◆ **Description of the task**
The expected output is the complete listing, unchanged.

• • • •

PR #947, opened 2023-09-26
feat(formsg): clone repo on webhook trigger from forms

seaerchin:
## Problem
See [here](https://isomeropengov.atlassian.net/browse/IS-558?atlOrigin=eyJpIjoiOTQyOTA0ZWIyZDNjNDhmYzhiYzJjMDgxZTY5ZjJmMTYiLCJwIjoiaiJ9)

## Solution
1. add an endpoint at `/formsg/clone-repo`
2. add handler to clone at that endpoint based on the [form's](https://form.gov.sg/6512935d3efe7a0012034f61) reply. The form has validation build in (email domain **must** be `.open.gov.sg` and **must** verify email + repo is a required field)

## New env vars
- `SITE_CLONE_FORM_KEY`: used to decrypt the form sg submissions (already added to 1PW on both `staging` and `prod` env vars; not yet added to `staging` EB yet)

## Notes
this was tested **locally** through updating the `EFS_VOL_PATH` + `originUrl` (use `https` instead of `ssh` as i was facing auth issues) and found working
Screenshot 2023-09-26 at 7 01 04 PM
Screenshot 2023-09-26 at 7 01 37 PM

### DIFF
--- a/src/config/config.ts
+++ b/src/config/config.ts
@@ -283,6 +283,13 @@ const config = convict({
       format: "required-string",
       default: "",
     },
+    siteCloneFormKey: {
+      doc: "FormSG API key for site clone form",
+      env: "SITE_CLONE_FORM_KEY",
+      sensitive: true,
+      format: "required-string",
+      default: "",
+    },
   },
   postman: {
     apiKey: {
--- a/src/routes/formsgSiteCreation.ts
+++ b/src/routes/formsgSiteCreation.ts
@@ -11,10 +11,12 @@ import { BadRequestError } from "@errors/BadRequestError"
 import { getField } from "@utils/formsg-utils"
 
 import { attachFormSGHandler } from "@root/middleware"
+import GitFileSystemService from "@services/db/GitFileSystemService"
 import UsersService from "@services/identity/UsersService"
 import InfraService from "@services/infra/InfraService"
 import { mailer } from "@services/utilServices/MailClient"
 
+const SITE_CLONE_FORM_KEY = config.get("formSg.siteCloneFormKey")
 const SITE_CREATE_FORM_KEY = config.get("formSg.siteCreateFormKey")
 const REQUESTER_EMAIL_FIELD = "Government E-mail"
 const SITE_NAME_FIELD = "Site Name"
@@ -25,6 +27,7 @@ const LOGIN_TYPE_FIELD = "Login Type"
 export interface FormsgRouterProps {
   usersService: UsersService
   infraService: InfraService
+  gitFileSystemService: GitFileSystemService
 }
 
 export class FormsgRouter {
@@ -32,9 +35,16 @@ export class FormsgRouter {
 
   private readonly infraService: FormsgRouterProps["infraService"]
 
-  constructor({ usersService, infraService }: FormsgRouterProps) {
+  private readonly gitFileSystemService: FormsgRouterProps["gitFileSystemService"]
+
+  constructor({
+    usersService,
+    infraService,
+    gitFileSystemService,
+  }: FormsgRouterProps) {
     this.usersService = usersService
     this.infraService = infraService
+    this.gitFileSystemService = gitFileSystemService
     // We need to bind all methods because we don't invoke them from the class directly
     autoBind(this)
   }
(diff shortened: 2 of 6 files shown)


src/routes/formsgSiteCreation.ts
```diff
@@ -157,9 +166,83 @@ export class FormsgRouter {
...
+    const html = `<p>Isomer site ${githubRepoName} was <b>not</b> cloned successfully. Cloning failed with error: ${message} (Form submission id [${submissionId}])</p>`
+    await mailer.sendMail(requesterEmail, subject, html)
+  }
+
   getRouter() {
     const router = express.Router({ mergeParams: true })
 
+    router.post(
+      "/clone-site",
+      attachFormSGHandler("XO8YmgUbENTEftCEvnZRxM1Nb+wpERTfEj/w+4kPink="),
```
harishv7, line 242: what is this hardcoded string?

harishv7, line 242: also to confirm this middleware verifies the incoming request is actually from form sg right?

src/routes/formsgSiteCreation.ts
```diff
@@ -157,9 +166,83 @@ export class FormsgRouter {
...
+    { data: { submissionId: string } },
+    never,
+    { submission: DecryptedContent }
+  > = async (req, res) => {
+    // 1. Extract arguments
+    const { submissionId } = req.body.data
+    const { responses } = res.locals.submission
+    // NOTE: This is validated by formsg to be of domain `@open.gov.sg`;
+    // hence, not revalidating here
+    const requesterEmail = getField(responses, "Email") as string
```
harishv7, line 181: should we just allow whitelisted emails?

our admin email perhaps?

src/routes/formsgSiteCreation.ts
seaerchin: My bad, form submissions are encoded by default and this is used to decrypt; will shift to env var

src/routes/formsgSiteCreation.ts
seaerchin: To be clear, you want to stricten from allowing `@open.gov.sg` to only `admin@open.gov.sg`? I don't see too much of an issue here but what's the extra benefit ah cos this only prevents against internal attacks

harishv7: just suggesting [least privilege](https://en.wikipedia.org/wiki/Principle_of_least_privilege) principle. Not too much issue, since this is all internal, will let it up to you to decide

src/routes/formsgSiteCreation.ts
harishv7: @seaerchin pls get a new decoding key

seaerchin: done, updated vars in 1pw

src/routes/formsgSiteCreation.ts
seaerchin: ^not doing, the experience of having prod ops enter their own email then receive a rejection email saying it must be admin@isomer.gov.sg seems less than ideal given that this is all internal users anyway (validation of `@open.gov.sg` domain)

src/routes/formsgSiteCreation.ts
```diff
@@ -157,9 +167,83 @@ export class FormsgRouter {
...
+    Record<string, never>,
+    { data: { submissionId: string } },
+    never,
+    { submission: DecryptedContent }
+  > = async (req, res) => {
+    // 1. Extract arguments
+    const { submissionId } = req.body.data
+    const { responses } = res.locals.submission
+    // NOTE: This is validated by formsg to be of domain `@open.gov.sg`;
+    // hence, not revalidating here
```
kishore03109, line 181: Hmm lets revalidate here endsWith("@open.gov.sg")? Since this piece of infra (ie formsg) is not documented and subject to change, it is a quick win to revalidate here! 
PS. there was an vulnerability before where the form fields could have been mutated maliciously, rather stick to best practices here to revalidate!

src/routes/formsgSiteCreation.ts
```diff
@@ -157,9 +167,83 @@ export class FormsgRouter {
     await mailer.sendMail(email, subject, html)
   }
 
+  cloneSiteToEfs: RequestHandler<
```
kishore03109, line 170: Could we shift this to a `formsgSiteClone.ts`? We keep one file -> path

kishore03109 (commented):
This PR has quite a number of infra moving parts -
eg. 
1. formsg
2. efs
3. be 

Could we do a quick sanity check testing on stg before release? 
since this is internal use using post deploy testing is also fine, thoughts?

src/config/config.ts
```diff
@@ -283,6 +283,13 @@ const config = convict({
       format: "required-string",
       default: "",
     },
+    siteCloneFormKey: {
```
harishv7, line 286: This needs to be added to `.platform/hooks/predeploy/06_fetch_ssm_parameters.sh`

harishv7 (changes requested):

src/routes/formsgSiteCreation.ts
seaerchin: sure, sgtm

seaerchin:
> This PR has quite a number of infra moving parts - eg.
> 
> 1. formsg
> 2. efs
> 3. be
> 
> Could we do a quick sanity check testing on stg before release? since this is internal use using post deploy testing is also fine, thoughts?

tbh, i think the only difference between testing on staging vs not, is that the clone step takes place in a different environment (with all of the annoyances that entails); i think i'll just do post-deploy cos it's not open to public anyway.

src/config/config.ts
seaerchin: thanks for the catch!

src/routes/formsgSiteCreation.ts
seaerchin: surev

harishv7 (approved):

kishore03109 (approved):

• • • •

◆ **Response area**
PR #947, opened 2023-09-26
feat(formsg): clone repo on webhook trigger from forms

seaerchin:
## Problem
See [here](https://isomeropengov.atlassian.net/browse/IS-558?atlOrigin=eyJpIjoiOTQyOTA0ZWIyZDNjNDhmYzhiYzJjMDgxZTY5ZjJmMTYiLCJwIjoiaiJ9)

## Solution
1. add an endpoint at `/formsg/clone-repo`
2. add handler to clone at that endpoint based on the [form's](https://form.gov.sg/6512935d3efe7a0012034f61) reply. The form has validation build in (email domain **must** be `.open.gov.sg` and **must** verify email + repo is a required field)

## New env vars
- `SITE_CLONE_FORM_KEY`: used to decrypt the form sg submissions (already added to 1PW on both `staging` and `prod` env vars; not yet added to `staging` EB yet)

## Notes
this was tested **locally** through updating the `EFS_VOL_PATH` + `originUrl` (use `https` instead of `ssh` as i was facing auth issues) and found working
Screenshot 2023-09-26 at 7 01 04 PM
Screenshot 2023-09-26 at 7 01 37 PM

### DIFF
--- a/src/config/config.ts
+++ b/src/config/config.ts
@@ -283,6 +283,13 @@ const config = convict({
       format: "required-string",
       default: "",
     },
+    siteCloneFormKey: {
+      doc: "FormSG API key for site clone form",
+      env: "SITE_CLONE_FORM_KEY",
+      sensitive: true,
+      format: "required-string",
+      default: "",
+    },
   },
   postman: {
     apiKey: {
--- a/src/routes/formsgSiteCreation.ts
+++ b/src/routes/formsgSiteCreation.ts
@@ -11,10 +11,12 @@ import { BadRequestError } from "@errors/BadRequestError"
 import { getField } from "@utils/formsg-utils"
 
 import { attachFormSGHandler } from "@root/middleware"
+import GitFileSystemService from "@services/db/GitFileSystemService"
 import UsersService from "@services/identity/UsersService"
 import InfraService from "@services/infra/InfraService"
 import { mailer } from "@services/utilServices/MailClient"
 
+const SITE_CLONE_FORM_KEY = config.get("formSg.siteCloneFormKey")
 const SITE_CREATE_FORM_KEY = config.get("formSg.siteCreateFormKey")
 const REQUESTER_EMAIL_FIELD = "Government E-mail"
 const SITE_NAME_FIELD = "Site Name"
@@ -25,6 +27,7 @@ const LOGIN_TYPE_FIELD = "Login Type"
 export interface FormsgRouterProps {
   usersService: UsersService
   infraService: InfraService
+  gitFileSystemService: GitFileSystemService
 }
 
 export class FormsgRouter {
@@ -32,9 +35,16 @@ export class FormsgRouter {
 
   private readonly infraService: FormsgRouterProps["infraService"]
 
-  constructor({ usersService, infraService }: FormsgRouterProps) {
+  private readonly gitFileSystemService: FormsgRouterProps["gitFileSystemService"]
+
+  constructor({
+    usersService,
+    infraService,
+    gitFileSystemService,
+  }: FormsgRouterProps) {
     this.usersService = usersService
     this.infraService = infraService
+    this.gitFileSystemService = gitFileSystemService
     // We need to bind all methods because we don't invoke them from the class directly
     autoBind(this)
   }
(diff shortened: 2 of 6 files shown)


src/routes/formsgSiteCreation.ts
```diff
@@ -157,9 +166,83 @@ export class FormsgRouter {
...
+    const html = `<p>Isomer site ${githubRepoName} was <b>not</b> cloned successfully. Cloning failed with error: ${message} (Form submission id [${submissionId}])</p>`
+    await mailer.sendMail(requesterEmail, subject, html)
+  }
+
   getRouter() {
     const router = express.Router({ mergeParams: true })
 
+    router.post(
+      "/clone-site",
+      attachFormSGHandler("XO8YmgUbENTEftCEvnZRxM1Nb+wpERTfEj/w+4kPink="),
```
harishv7, line 242: what is this hardcoded string?

harishv7, line 242: also to confirm this middleware verifies the incoming request is actually from form sg right?

src/routes/formsgSiteCreation.ts
```diff
@@ -157,9 +166,83 @@ export class FormsgRouter {
...
+    { data: { submissionId: string } },
+    never,
+    { submission: DecryptedContent }
+  > = async (req, res) => {
+    // 1. Extract arguments
+    const { submissionId } = req.body.data
+    const { responses } = res.locals.submission
+    // NOTE: This is validated by formsg to be of domain `@open.gov.sg`;
+    // hence, not revalidating here
+    const requesterEmail = getField(responses, "Email") as string
```
harishv7, line 181: should we just allow whitelisted emails?

our admin email perhaps?

src/routes/formsgSiteCreation.ts
seaerchin: My bad, form submissions are encoded by default and this is used to decrypt; will shift to env var

src/routes/formsgSiteCreation.ts
seaerchin: To be clear, you want to stricten from allowing `@open.gov.sg` to only `admin@open.gov.sg`? I don't see too much of an issue here but what's the extra benefit ah cos this only prevents against internal attacks

harishv7: just suggesting [least privilege](https://en.wikipedia.org/wiki/Principle_of_least_privilege) principle. Not too much issue, since this is all internal, will let it up to you to decide

src/routes/formsgSiteCreation.ts
harishv7: @seaerchin pls get a new decoding key

seaerchin: done, updated vars in 1pw

src/routes/formsgSiteCreation.ts
seaerchin: ^not doing, the experience of having prod ops enter their own email then receive a rejection email saying it must be admin@isomer.gov.sg seems less than ideal given that this is all internal users anyway (validation of `@open.gov.sg` domain)

src/routes/formsgSiteCreation.ts
```diff
@@ -157,9 +167,83 @@ export class FormsgRouter {
...
+    Record<string, never>,
+    { data: { submissionId: string } },
+    never,
+    { submission: DecryptedContent }
+  > = async (req, res) => {
+    // 1. Extract arguments
+    const { submissionId } = req.body.data
+    const { responses } = res.locals.submission
+    // NOTE: This is validated by formsg to be of domain `@open.gov.sg`;
+    // hence, not revalidating here
```
kishore03109, line 181: Hmm lets revalidate here endsWith("@open.gov.sg")? Since this piece of infra (ie formsg) is not documented and subject to change, it is a quick win to revalidate here! 
PS. there was an vulnerability before where the form fields could have been mutated maliciously, rather stick to best practices here to revalidate!

src/routes/formsgSiteCreation.ts
```diff
@@ -157,9 +167,83 @@ export class FormsgRouter {
     await mailer.sendMail(email, subject, html)
   }
 
+  cloneSiteToEfs: RequestHandler<
```
kishore03109, line 170: Could we shift this to a `formsgSiteClone.ts`? We keep one file -> path

kishore03109 (commented):
This PR has quite a number of infra moving parts -
eg. 
1. formsg
2. efs
3. be 

Could we do a quick sanity check testing on stg before release? 
since this is internal use using post deploy testing is also fine, thoughts?

src/config/config.ts
```diff
@@ -283,6 +283,13 @@ const config = convict({
       format: "required-string",
       default: "",
     },
+    siteCloneFormKey: {
```
harishv7, line 286: This needs to be added to `.platform/hooks/predeploy/06_fetch_ssm_parameters.sh`

harishv7 (changes requested):

src/routes/formsgSiteCreation.ts
seaerchin: sure, sgtm

seaerchin:
> This PR has quite a number of infra moving parts - eg.
> 
> 1. formsg
> 2. efs
> 3. be
> 
> Could we do a quick sanity check testing on stg before release? since this is internal use using post deploy testing is also fine, thoughts?

tbh, i think the only difference between testing on staging vs not, is that the clone step takes place in a different environment (with all of the annoyances that entails); i think i'll just do post-deploy cos it's not open to public anyway.

src/config/config.ts
seaerchin: thanks for the catch!

src/routes/formsgSiteCreation.ts
seaerchin: surev

harishv7 (approved):

kishore03109 (approved):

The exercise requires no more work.